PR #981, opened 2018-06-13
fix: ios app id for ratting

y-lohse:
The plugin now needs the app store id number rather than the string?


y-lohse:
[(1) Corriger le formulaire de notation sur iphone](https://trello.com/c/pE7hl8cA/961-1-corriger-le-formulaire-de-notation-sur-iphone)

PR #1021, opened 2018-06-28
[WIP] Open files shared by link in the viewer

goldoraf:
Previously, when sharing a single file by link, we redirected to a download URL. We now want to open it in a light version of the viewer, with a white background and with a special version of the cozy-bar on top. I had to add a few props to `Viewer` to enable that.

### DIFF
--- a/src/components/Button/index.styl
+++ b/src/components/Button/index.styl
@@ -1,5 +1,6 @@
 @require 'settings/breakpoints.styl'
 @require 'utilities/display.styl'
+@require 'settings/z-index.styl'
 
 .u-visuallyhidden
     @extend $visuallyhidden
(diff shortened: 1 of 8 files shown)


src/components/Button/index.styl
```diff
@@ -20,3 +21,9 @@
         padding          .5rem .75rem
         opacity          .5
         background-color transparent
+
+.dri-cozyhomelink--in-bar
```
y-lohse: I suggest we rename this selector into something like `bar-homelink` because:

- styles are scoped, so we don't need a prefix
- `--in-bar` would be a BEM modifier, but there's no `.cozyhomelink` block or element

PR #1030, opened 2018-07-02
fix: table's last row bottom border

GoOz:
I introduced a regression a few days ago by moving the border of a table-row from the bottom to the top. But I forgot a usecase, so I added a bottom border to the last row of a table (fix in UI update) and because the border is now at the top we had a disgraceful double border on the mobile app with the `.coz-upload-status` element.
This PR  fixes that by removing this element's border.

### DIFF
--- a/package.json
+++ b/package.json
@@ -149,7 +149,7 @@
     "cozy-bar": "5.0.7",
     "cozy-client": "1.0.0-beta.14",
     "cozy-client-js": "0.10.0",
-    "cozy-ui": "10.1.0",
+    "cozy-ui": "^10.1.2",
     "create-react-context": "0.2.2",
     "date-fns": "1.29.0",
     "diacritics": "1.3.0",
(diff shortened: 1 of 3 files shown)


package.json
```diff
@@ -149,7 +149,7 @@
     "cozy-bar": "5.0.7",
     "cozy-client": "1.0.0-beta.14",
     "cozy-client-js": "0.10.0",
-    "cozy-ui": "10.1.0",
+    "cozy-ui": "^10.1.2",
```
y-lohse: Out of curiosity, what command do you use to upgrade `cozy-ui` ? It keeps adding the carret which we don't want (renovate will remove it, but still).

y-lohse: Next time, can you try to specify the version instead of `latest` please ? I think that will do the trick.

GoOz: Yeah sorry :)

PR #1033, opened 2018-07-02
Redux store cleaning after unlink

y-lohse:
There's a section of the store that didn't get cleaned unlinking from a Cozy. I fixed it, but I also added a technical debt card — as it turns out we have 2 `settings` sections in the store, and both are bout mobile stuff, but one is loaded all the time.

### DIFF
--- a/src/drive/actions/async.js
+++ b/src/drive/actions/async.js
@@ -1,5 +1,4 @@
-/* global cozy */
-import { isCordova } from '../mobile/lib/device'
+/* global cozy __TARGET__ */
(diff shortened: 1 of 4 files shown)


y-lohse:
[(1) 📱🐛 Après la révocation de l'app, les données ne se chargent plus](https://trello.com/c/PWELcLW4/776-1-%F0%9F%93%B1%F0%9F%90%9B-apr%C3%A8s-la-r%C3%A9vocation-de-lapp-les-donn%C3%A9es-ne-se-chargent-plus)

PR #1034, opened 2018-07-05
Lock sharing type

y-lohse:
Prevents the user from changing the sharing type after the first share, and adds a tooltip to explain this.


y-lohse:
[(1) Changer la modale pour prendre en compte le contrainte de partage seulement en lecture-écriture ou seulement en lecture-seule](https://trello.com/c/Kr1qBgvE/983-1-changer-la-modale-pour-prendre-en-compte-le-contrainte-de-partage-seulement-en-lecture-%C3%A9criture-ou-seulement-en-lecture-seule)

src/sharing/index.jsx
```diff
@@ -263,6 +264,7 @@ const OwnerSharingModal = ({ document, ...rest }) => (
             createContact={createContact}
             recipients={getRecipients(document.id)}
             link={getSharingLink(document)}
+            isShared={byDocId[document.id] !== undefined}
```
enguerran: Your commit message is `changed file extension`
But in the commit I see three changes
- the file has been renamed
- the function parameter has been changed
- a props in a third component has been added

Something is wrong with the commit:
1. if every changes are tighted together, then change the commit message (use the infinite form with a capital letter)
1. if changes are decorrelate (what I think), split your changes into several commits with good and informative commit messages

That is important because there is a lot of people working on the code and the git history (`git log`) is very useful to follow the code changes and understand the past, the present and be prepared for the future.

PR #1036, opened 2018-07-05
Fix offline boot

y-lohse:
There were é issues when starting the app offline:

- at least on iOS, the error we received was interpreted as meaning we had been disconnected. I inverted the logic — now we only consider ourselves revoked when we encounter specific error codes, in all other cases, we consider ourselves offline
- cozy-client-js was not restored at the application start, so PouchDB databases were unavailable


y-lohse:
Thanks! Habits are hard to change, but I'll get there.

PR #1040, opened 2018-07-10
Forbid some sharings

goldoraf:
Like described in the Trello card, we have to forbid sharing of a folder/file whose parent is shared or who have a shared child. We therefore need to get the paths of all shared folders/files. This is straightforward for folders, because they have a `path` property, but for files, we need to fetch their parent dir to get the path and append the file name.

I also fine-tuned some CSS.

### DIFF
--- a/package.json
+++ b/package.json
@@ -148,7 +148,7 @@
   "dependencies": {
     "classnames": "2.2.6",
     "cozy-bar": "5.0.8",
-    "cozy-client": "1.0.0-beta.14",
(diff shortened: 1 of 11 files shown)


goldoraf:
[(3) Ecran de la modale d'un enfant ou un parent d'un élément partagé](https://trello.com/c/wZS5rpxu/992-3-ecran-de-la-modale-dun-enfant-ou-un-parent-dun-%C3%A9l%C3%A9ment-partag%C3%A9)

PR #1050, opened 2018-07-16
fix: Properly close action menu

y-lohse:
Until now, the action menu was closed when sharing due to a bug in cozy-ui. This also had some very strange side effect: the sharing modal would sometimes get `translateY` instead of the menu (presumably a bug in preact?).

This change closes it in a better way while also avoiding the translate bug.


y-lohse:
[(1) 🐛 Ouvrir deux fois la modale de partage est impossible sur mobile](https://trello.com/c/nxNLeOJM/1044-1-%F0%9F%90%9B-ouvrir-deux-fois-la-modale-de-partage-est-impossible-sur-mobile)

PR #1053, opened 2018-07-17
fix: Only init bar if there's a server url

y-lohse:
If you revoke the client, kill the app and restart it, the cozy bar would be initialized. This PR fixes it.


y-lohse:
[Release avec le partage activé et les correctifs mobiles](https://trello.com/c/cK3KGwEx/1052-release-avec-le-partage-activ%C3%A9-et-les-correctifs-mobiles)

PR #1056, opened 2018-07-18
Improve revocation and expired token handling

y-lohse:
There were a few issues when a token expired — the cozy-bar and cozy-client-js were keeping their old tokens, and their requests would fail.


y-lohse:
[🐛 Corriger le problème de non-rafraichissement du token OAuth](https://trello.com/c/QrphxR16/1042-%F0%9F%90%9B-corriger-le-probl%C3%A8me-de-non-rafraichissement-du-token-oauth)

Required action
Print each entry above exactly as given.

Solution to the problem
PR #981, opened 2018-06-13
fix: ios app id for ratting

y-lohse:
The plugin now needs the app store id number rather than the string?


y-lohse:
[(1) Corriger le formulaire de notation sur iphone](https://trello.com/c/pE7hl8cA/961-1-corriger-le-formulaire-de-notation-sur-iphone)

PR #1021, opened 2018-06-28
[WIP] Open files shared by link in the viewer

goldoraf:
Previously, when sharing a single file by link, we redirected to a download URL. We now want to open it in a light version of the viewer, with a white background and with a special version of the cozy-bar on top. I had to add a few props to `Viewer` to enable that.

### DIFF
--- a/src/components/Button/index.styl
+++ b/src/components/Button/index.styl
@@ -1,5 +1,6 @@
 @require 'settings/breakpoints.styl'
 @require 'utilities/display.styl'
+@require 'settings/z-index.styl'
 
 .u-visuallyhidden
     @extend $visuallyhidden
(diff shortened: 1 of 8 files shown)


src/components/Button/index.styl
```diff
@@ -20,3 +21,9 @@
         padding          .5rem .75rem
         opacity          .5
         background-color transparent
+
+.dri-cozyhomelink--in-bar
```
y-lohse: I suggest we rename this selector into something like `bar-homelink` because:

- styles are scoped, so we don't need a prefix
- `--in-bar` would be a BEM modifier, but there's no `.cozyhomelink` block or element

PR #1030, opened 2018-07-02
fix: table's last row bottom border

GoOz:
I introduced a regression a few days ago by moving the border of a table-row from the bottom to the top. But I forgot a usecase, so I added a bottom border to the last row of a table (fix in UI update) and because the border is now at the top we had a disgraceful double border on the mobile app with the `.coz-upload-status` element.
This PR  fixes that by removing this element's border.

### DIFF
--- a/package.json
+++ b/package.json
@@ -149,7 +149,7 @@
     "cozy-bar": "5.0.7",
     "cozy-client": "1.0.0-beta.14",
     "cozy-client-js": "0.10.0",
-    "cozy-ui": "10.1.0",
+    "cozy-ui": "^10.1.2",
     "create-react-context": "0.2.2",
     "date-fns": "1.29.0",
     "diacritics": "1.3.0",
(diff shortened: 1 of 3 files shown)


package.json
```diff
@@ -149,7 +149,7 @@
     "cozy-bar": "5.0.7",
     "cozy-client": "1.0.0-beta.14",
     "cozy-client-js": "0.10.0",
-    "cozy-ui": "10.1.0",
+    "cozy-ui": "^10.1.2",
```
y-lohse: Out of curiosity, what command do you use to upgrade `cozy-ui` ? It keeps adding the carret which we don't want (renovate will remove it, but still).

y-lohse: Next time, can you try to specify the version instead of `latest` please ? I think that will do the trick.

GoOz: Yeah sorry :)

PR #1033, opened 2018-07-02
Redux store cleaning after unlink

y-lohse:
There's a section of the store that didn't get cleaned unlinking from a Cozy. I fixed it, but I also added a technical debt card — as it turns out we have 2 `settings` sections in the store, and both are bout mobile stuff, but one is loaded all the time.

### DIFF
--- a/src/drive/actions/async.js
+++ b/src/drive/actions/async.js
@@ -1,5 +1,4 @@
-/* global cozy */
-import { isCordova } from '../mobile/lib/device'
+/* global cozy __TARGET__ */
(diff shortened: 1 of 4 files shown)


y-lohse:
[(1) 📱🐛 Après la révocation de l'app, les données ne se chargent plus](https://trello.com/c/PWELcLW4/776-1-%F0%9F%93%B1%F0%9F%90%9B-apr%C3%A8s-la-r%C3%A9vocation-de-lapp-les-donn%C3%A9es-ne-se-chargent-plus)

PR #1034, opened 2018-07-05
Lock sharing type

y-lohse:
Prevents the user from changing the sharing type after the first share, and adds a tooltip to explain this.


y-lohse:
[(1) Changer la modale pour prendre en compte le contrainte de partage seulement en lecture-écriture ou seulement en lecture-seule](https://trello.com/c/Kr1qBgvE/983-1-changer-la-modale-pour-prendre-en-compte-le-contrainte-de-partage-seulement-en-lecture-%C3%A9criture-ou-seulement-en-lecture-seule)

src/sharing/index.jsx
```diff
@@ -263,6 +264,7 @@ const OwnerSharingModal = ({ document, ...rest }) => (
             createContact={createContact}
             recipients={getRecipients(document.id)}
             link={getSharingLink(document)}
+            isShared={byDocId[document.id] !== undefined}
```
enguerran: Your commit message is `changed file extension`
But in the commit I see three changes
- the file has been renamed
- the function parameter has been changed
- a props in a third component has been added

Something is wrong with the commit:
1. if every changes are tighted together, then change the commit message (use the infinite form with a capital letter)
1. if changes are decorrelate (what I think), split your changes into several commits with good and informative commit messages

That is important because there is a lot of people working on the code and the git history (`git log`) is very useful to follow the code changes and understand the past, the present and be prepared for the future.

PR #1036, opened 2018-07-05
Fix offline boot

y-lohse:
There were é issues when starting the app offline:

- at least on iOS, the error we received was interpreted as meaning we had been disconnected. I inverted the logic — now we only consider ourselves revoked when we encounter specific error codes, in all other cases, we consider ourselves offline
- cozy-client-js was not restored at the application start, so PouchDB databases were unavailable


y-lohse:
Thanks! Habits are hard to change, but I'll get there.

PR #1040, opened 2018-07-10
Forbid some sharings

goldoraf:
Like described in the Trello card, we have to forbid sharing of a folder/file whose parent is shared or who have a shared child. We therefore need to get the paths of all shared folders/files. This is straightforward for folders, because they have a `path` property, but for files, we need to fetch their parent dir to get the path and append the file name.

I also fine-tuned some CSS.

### DIFF
--- a/package.json
+++ b/package.json
@@ -148,7 +148,7 @@
   "dependencies": {
     "classnames": "2.2.6",
     "cozy-bar": "5.0.8",
-    "cozy-client": "1.0.0-beta.14",
(diff shortened: 1 of 11 files shown)


goldoraf:
[(3) Ecran de la modale d'un enfant ou un parent d'un élément partagé](https://trello.com/c/wZS5rpxu/992-3-ecran-de-la-modale-dun-enfant-ou-un-parent-dun-%C3%A9l%C3%A9ment-partag%C3%A9)

PR #1050, opened 2018-07-16
fix: Properly close action menu

y-lohse:
Until now, the action menu was closed when sharing due to a bug in cozy-ui. This also had some very strange side effect: the sharing modal would sometimes get `translateY` instead of the menu (presumably a bug in preact?).

This change closes it in a better way while also avoiding the translate bug.


y-lohse:
[(1) 🐛 Ouvrir deux fois la modale de partage est impossible sur mobile](https://trello.com/c/nxNLeOJM/1044-1-%F0%9F%90%9B-ouvrir-deux-fois-la-modale-de-partage-est-impossible-sur-mobile)

PR #1053, opened 2018-07-17
fix: Only init bar if there's a server url

y-lohse:
If you revoke the client, kill the app and restart it, the cozy bar would be initialized. This PR fixes it.


y-lohse:
[Release avec le partage activé et les correctifs mobiles](https://trello.com/c/cK3KGwEx/1052-release-avec-le-partage-activ%C3%A9-et-les-correctifs-mobiles)

PR #1056, opened 2018-07-18
Improve revocation and expired token handling

y-lohse:
There were a few issues when a token expired — the cozy-bar and cozy-client-js were keeping their old tokens, and their requests would fail.


y-lohse:
[🐛 Corriger le problème de non-rafraichissement du token OAuth](https://trello.com/c/QrphxR16/1042-%F0%9F%90%9B-corriger-le-probl%C3%A8me-de-non-rafraichissement-du-token-oauth)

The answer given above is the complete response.